PR #597, opened 2024-06-21
HARMONY-1772: As a harmony service provider, I want to know the reason service deployments are disabled when I am unable to deploy

ygliuvt:
## Jira Issue ID
HARMONY-1772

## Description
As a harmony service provider, I want to know the reason service deployments are disabled when I am unable to deploy

## Local Test Steps
Manually change the `execDeployScript` command in service-image-tags.ts to something like a `sleep 30` that can be executed locally, e.g.
```
// const command = `./bin/exec-deploy-service ${service} ${tag}`;
const command = 'sleep 30';
```

Then, try to enable/disable service deployment state with and without an optional message field and verify when getting the service deployment state, the result reflect the correct state and message used in the enable/disable call.

See below for a couple of the example requests:
```
curl -H "Authorization: Bearer <token>" http://localhost:3000/service-deployments-state

curl -i -XPUT -H "Authorization: Bearer <token>" -H 'Content-type: application/json' http://localhost:3000/service-deployments-state -d '{"enabled": true, "message": "some custom message"}'
```

Then, run something similar to the following simulating common enable/disable and self deployment scenarios:

### Manually disable service deployment
curl -i -XPUT -H "Authorization: Bearer <token>" -H 'Content-type: application/json' http://localhost:3000/service-deployments-state -d '{"enabled": false, "message": "Disable for local testing"}'

### Try to deploy a service, and verify the deployment failed with status code 423 and message indicating service deployment is locked for local testing.
`Service deployment is disabled. Reason: Disable for local testing.`

### Manually enable service deployment
curl -i -XPUT -H "Authorization: Bearer <token>" -H 'Content-type: application/json' http://localhost:3000/service-deployments-state -d '{"enabled": true}'

### Deploy a service with a specified tag
curl -i -XPUT -H "Authorization: Bearer <token>" -H 'Content-type: application/json' http://localhost:3000/service-image-tag/harmony-service-example -d '{"tag": "latest"}'

### Get service-deployments-state, it should show service deployment is disabled and the message indicating it is locked for service deployment with a link to the service deployment status url. e.g.
{"enabled":false,"message":"Locked for service deployment: http://localhost:3000/service-deployment/e791620b-c676-4163-84fe-f225ca14d355"}

### After the sleep time expires, get the service-deployments-state again, it should show the service-deployments-state is enabled. e.g.
{"enabled":true,"message":"Re-enable service deployment after successful deployment: e791620b-c676-4163-84fe-f225ca14d355"}

And there is a lot of other scenarios that you can test with.

## PR Acceptance Checklist
* [x] Acceptance criteria met

### DIFF
--- a/services/harmony/app/frontends/service-image-tags.ts
+++ b/services/harmony/app/frontends/service-image-tags.ts
@@ -5,6 +5,7 @@ import { getEdlGroupInformation, validateUserIsInCoreGroup } from '../util/edl-a
 import { exec } from 'child_process';
 import * as path from 'path';
 import util from 'util';
+import { truncateString } from '@harmony/util/string';
 import db from '../util/db';
 import env from '../util/env';
 import { getRequestRoot } from '../util/url';
@@ -65,7 +66,7 @@ export function ecrImageNameToComponents(name: string): EcrImageNameComponents {
   const match = name.match(componentRegex);
   if (!match) return null;
 
-  const [ _, host, region, repository, tag ] = match;
+  const [_, host, region, repository, tag] = match;
   const registryId = host.split('.')[0]; // the AWS account ID
 
   return {
@@ -155,7 +156,8 @@ async function getEnabledAndMessage(): Promise<{ enabled: boolean, message: stri
  */
 export async function enableServiceDeployment(message: string): Promise<void> {
   await db.transaction(async (tx) => {
-    await tx('service_deployment').update({ enabled: true, message: message });
+    await tx('service_deployment')
+      .update({ enabled: true, message: truncateString(message, 4096) });
   });
 }
 
@@ -345,7 +347,7 @@ async function validateStatusForListServiceRequest(
 async function validateDeploymentState(
   req: HarmonyRequest, res: Response,
 ): Promise<boolean> {
-  if ( (!req.body || req.body.enabled === undefined)) {
+  if ((!req.body || req.body.enabled === undefined)) {
     res.statusCode = 400;
     res.send('\'enabled\' is a required body parameter');
     return false;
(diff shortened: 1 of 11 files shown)


services/harmony/app/frontends/service-image-tags.ts
```diff
@@ -130,29 +130,32 @@ async function validateTaggedImageIsReachable(
...
 }
 
 /**
  * Set the enabled to true in service_deployment table
  */
-export async function enableServiceDeployment(): Promise<void> {
+export async function enableServiceDeployment(message: string): Promise<void> {
   await db.transaction(async (tx) => {
-    await tx('service_deployment').update({ enabled: true });
+    await tx('service_deployment').update({ enabled: true, message: message });
```
chris-durbin, line 158: We need to truncate to less than 4096 characters (we have a truncate function we use for other database fields with a fixed length). Otherwise we return a 500 error to the end user with an HTML page.

I think there's something in `error.ts` to make sure we return JSON for some endpoints instead of HTML - might need to add the service-deployments-state route to that.

chris-durbin (commented):
Tested in sandbox - looked good and I liked the default messages.

Only 2 issues I saw were needing to truncate the message if longer than 4096 characters and when there's no message it returns `{"enabled":true,"message":null}`. I wouldn't worry about changing anything for that null case though because after the first enable/disable after deploying this code there should always be a message.

chris-durbin (approved):
Tested successfully. I see the message that gets returned from the call to enable/disable has the full string when it's more than 4096 characters, but when calling the endpoint to get the current state it is showing the truncated message.

vinnyinverso (approved):

PR #599, opened 2024-06-25
Harmony 1784

indiejames:
## Jira Issue ID
HARMONY-1784

## Description
Adds code to split shapefile geometry at the antimeridian as well as normalizing longitudes to the [-180,180] range
## Local Test Steps
Run the following `curl`:
```
curl -Ln -bj  "http://localhost:3000/C1256535487-NSIDC_CUAT/ogc-api-coverages/1.0.0/collections/all/coverage/rangeset/?maxResults=1" -F "shapefile=@shapefile.geojson;type=application/geo+json"
```

where the shapefile is as follows:
```

  "type": "FeatureCollection",
  "features": [
    {
      "type": "Feature",
      "properties": {},
      "geometry": {
        "coordinates": [[[-189.39835546840183, -71.30184718454765], [-196.93423129853957, -74.24875148066187], [-199.01126455296102, -76.99500221847319], [-196.01615081260698, -78.29244034236493], [-162.51718990801453, -79.03063047059774], [-148.37161275139798, -76.90896062169273], [-142.83828400653184, -75.05376361670923], [-189.39835546840183, -71.30184718454765]]],
        "type": "Polygon"
      }
    }]
}
```

The job should make it past query-cmr (trajectory-subsetter will fail, currently).

## PR Acceptance Checklist
* [x] Acceptance criteria met


services/harmony/app/middleware/shapefile-converter.ts
```diff
@@ -1,6 +1,9 @@
+/* eslint-disable require-jsdoc */
```
chris-durbin, line 1: We should fill in the JS docs for the functions.

services/harmony/app/middleware/shapefile-converter.ts
```diff
@@ -81,6 +84,103 @@ const contentTypesToConverters = {
...
+export function normalizeGeoJsonCoords(geojson: any): any {
+  function normalizeCoordinates(coordinates: any): any {
+    if (Array.isArray(coordinates[0])) {
+      return coordinates.map(normalizeCoordinates);
+    } else {
+      return [normalizeLongitude(coordinates[0]), coordinates[1]];
+    }
+  }
+
+  function normalizeGeometry(geometry: any): any {
```
chris-durbin, line 112: I think you might be able to specify a type here from the GeoJSON libraries. Worst case we can define an interface with `type`, `coordinates`, and `geometries`.

services/harmony/app/middleware/shapefile-converter.ts
```diff
@@ -81,6 +84,103 @@ const contentTypesToConverters = {
...
+  return newGeoJson;
+}
+
+/**
+ * Handle any weird cases like splitting geometry that crosses the antimeridian
+ * @param url - the url of the geojson file
+ * @param isLocal - whether the url is a downloaded file (true) or needs to be downloaded (false)
+ */
+async function normalizeGeoJsonFile(url: string, isLocal: boolean, logger: Logger): Promise<string> {
+  logger.debug('Normalizing geojson');
```
chris-durbin, line 168: This message doesn't look to useful unless we're going to log some info about the geometry.

services/harmony/app/middleware/shapefile-converter.ts
```diff
@@ -81,6 +84,103 @@ const contentTypesToConverters = {
...
+    newGeoJson['features'][index] = normalizedGeoJson;
+  }
+
+  // force ccw winding
+  newGeoJson = rewind(newGeoJson, false);
+  return newGeoJson;
+}
+
+/**
+ * Handle any weird cases like splitting geometry that crosses the antimeridian
```
chris-durbin, line 163: The docstring doesn't make it obvious that this is doing a download and an upload of a file. This is going to cause a delay anytime we receive a shapefile. Is there a way we can rewrite things to not store the original JSON to S3, only store the normalized GeoJSON file?

services/harmony/app/middleware/shapefile-converter.ts
```diff
@@ -81,6 +84,103 @@ const contentTypesToConverters = {
...
+  let originalGeoJson: object;
+  const localFile = url;
+  if (!isLocal) {
+    originalGeoJson = await store.getObjectJson(url);
+  } else {
+    originalGeoJson = (await fs.readFile(localFile)).toJSON();
+  }
+  const normalizedGeoJson = normalizeGeoJson(originalGeoJson);
+  const uploadUrl = `${url}-normalized.geojson`;
+  await store.upload(JSON.stringify(normalizedGeoJson), uploadUrl);
```
chris-durbin, line 179: If there is no change to the GeoJSON we shouldn't need to upload the file. So if we can't figure out how to prevent the extra read of the file we could at least prevent uploading it.

services/harmony/app/middleware/shapefile-converter.ts
indiejames: I disagree. This disable is here because there are a couple of utility functions that are defined internally to another function (something I wouldn't do myself, but chatGPT did). These functions don't represent any sort of API that needs documenting.

services/harmony/app/middleware/shapefile-converter.ts
indiejames: This is chatGPT black box wizardry that I'm not really wanting to mess around with. I definitely don't see any benefit to adding types for it, but we can discuss if you prefer to add types.

services/harmony/app/middleware/shapefile-converter.ts
indiejames: Removed

services/harmony/app/middleware/shapefile-converter.ts
chris-durbin: The internal to a function ones are fine, but we should fill out the JS docs for the top level functions.

services/harmony/app/middleware/shapefile-converter.ts
chris-durbin: Types are just documentation - we try to limit the use of `any` as much as possible. I don't see a reason for ignoring types here when we know what type it supports and returns. If we really want to use `any` here, I think we should get rid of the ignore types at the top of the file and put it above each line we want to ignore types for.

services/harmony/app/middleware/shapefile-converter.ts
chris-durbin: Similar comment for the other lint ignores, I'd rather see explicit ignores above each line that at the top level of the file because we don't want to ignore JS docs for all the functions in this file, just the internal to a function ones if you want to keep them defined inside the function.

services/harmony/app/middleware/shapefile-converter.ts
indiejames: I changed this to only do the upload of the file has changed.

services/harmony/app/middleware/shapefile-converter.ts
indiejames: I changed this to only do the upload of the file has changed.

services/harmony/app/middleware/shapefile-converter.ts
indiejames: Ok, I removed the top level linter ignore and added specific ones for the internal functions, along with JSDocs for the top-level ones missing them. I do with there was a way to tell VS Code to not underline everything in yellow just because I haven't written a JSDoc yet. It's annoying that it happens immediately when you create a function.

services/harmony/app/middleware/shapefile-converter.ts
indiejames: Regarding types, if we were going to use them somewhere else, then sure, I would add them. But in this case, we are just  passing the geojson as an `object` and checking various fields. Creating a type that captures all of geojson  seems like overkill. This function is not exported so is not part of some external API. We could change `any` to `object` if you prefer - again, this is just what chatGPT came up with. 

Regarding the single line vs entire file linter disable, I had to use the entire file disable, because I'm already using a "disable for next line" linter disable comment for JSDocs for the internal function. ESLint gets confused if you have two consecutive "disable for next line" comments.

ygliuvt (approved):

chris-durbin (approved):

◆ ◆ ◆ ◆ ◆

Goal of the exercise
Repeat exactly the lines from the first line of the records above through the line containing "### Manually enable service deployment", both included, and nothing else.

Output for this task
PR #597, opened 2024-06-21
HARMONY-1772: As a harmony service provider, I want to know the reason service deployments are disabled when I am unable to deploy

ygliuvt:
## Jira Issue ID
HARMONY-1772

## Description
As a harmony service provider, I want to know the reason service deployments are disabled when I am unable to deploy

## Local Test Steps
Manually change the `execDeployScript` command in service-image-tags.ts to something like a `sleep 30` that can be executed locally, e.g.
```
// const command = `./bin/exec-deploy-service ${service} ${tag}`;
const command = 'sleep 30';
```

Then, try to enable/disable service deployment state with and without an optional message field and verify when getting the service deployment state, the result reflect the correct state and message used in the enable/disable call.

See below for a couple of the example requests:
```
curl -H "Authorization: Bearer <token>" http://localhost:3000/service-deployments-state

curl -i -XPUT -H "Authorization: Bearer <token>" -H 'Content-type: application/json' http://localhost:3000/service-deployments-state -d '{"enabled": true, "message": "some custom message"}'
```

Then, run something similar to the following simulating common enable/disable and self deployment scenarios:

### Manually disable service deployment
curl -i -XPUT -H "Authorization: Bearer <token>" -H 'Content-type: application/json' http://localhost:3000/service-deployments-state -d '{"enabled": false, "message": "Disable for local testing"}'

### Try to deploy a service, and verify the deployment failed with status code 423 and message indicating service deployment is locked for local testing.
`Service deployment is disabled. Reason: Disable for local testing.`

### Manually enable service deployment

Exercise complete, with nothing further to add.